# Arthur Hildersham



## Mayflower (Apr 18, 2005)

I just found out that here in the Netherlands alot of works and sermons of Arthur Hildersham are transelated in Dutch, almost 4 books including his commentary on Psalm 51. But i found only one booklet (SDG) Dealing With Sin in Our Children in english. Does anyone of you, has sermons of him in engelish ?


----------



## NaphtaliPress (Apr 18, 2005)

If I recall correctly, Hildersham was not reprinted outside the 17th century in English. I've passed on his John and Psalm 51 sermons as very pricey items. They are of course available on EEBO or on microfilm in the Early English Books series by UMI/Proquest.


----------



## Mayflower (Apr 19, 2005)

> _Originally posted by NaphtaliPress_
> If I recall correctly, Hildersham was not reprinted outside the 17th century in English.



Im sure that his works are transelated, i have De samaritaense vrouw (reprint 1659).
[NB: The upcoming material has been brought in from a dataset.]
PR #338, opened 2020-02-11
quic: fix multiple segfaults and test-quic-maxconnectionsperhost

jasnell:


src/quic/node_quic_util-inl.h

Probely (iam not sure) is William Teellinck who transelated some of his sermons, because when he to England, he got converted through the preaching and fellowship he hath with Hildersham. Hildersham hath a big impact on his life, esspecially the way of family worship. Alot of other works of the puritans were transelated in Dutch through men like Teelllinck and Jacobus Koelman. But these are only in old dutch gramma, and it is for me some difficult to read.


----------



## VirginiaHuguenot (Feb 27, 2007)

Hildersham's _Lectures on Psalm 51_ (1635, 1st edition) are for sale on Ebay.


----------